-- DATA follows --

PR #3776, opened 2016-09-12
Fixed bug for handling optional header parameters

geetikagupta16:
### PR checklist

### Description of the PR
Refactored code to handle optional header parameters


modules/swagger-codegen/src/main/resources/asyncscala/api.mustache
```diff
@@ -40,9 +40,14 @@ class {{classname}}(client: TransportClient, config: SwaggerConfig) extends ApiC
     {{/required}}
     {{/queryParams}}
 
-    {{#headerParams}}
-    headerParams += "{{baseName}}" -> {{paramName}}.toString
-    {{/headerParams}}
+  {{#headerParams}}
+      {{^required}}
+          if ({{paramName}} != null) {{paramName}}.map { v => headerParams += "{{baseName}}" -> v.toString }
```
wing328: Can we use 2-space indentation instead?

And what if {{paramName}} (variable) is a non-string? Shall we use {{#isString}} ... {{/isString}} to do the null check only if it's a string?

geetikagupta16:
null check is done just to make sure that the code won't break, if the user has provided null values when calling the Api.

wing328:
@clasnake when you've time, please review this change. Thanks!

modules/swagger-codegen/src/main/resources/asyncscala/api.mustache
clasnake: Yes we should use 2-space indentation here.

modules/swagger-codegen/src/main/resources/asyncscala/api.mustache
```diff
@@ -40,9 +40,14 @@ class {{classname}}(client: TransportClient, config: SwaggerConfig) extends ApiC
...
+      {{/required}}
+      {{#required}}
+          if ({{paramName}} != null) headerParams += "{{baseName}}" -> {{paramName}}.toString
+      {{/required}}
```
clasnake: Since the type of {{paramName}} is an Option, why do we need to do the null check?

clasnake:
@wing328 Just reviewed this, I don't think we need the null check because the type of {{paramName}} is an Option.

modules/swagger-codegen/src/main/resources/asyncscala/api.mustache
wing328: My understanding is that {{paramName}} is an Option if it's an optional parameter.

If it's required, then we still need the null check (if the data type is `string`)

clasnake: Ah I see. But why do we use Option for non-required and raw type for required params? Required or not can be achieved by whether providing default value or not. It doesn't matter whether we use Option or not. It's orthogonal.

wing328: I do not know the reason (I was not the one who created the async-scala generator).

`scala` generator (API client) also follows similar convention: Option for non-required and raw type for required.

If Option should be used for both required and non-required parameters, I welcome the (breaking) change as long as it conforms to Scala style guide or best practices.

clasnake: Yes, basically we will never see null in Scala code. And actually that's the reason why we have Option.

geetikagupta16:
@clasnake @wing328 Thanks for the review.
I have made the required changes. Please have a look at it.

wing328:
@geetikagupta16 thanks for the contribution. PR merged into master.

In the future, we may merge the `async-scala` generator into the `scala` generator so that the Scala API client will provide both async and synchronous methods (similar to what we've done for other API clients, e.g. C#, Ruby, Python, etc)

geetikagupta16:
@wing328 Thanks for merging PR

-- DATA concluded --

Look through the records and copy every line that has the word "when".

RESPONSE TO THE TASK:
null check is done just to make sure that the code won't break, if the user has provided null values when calling the Api.
@clasnake when you've time, please review this change. Thanks!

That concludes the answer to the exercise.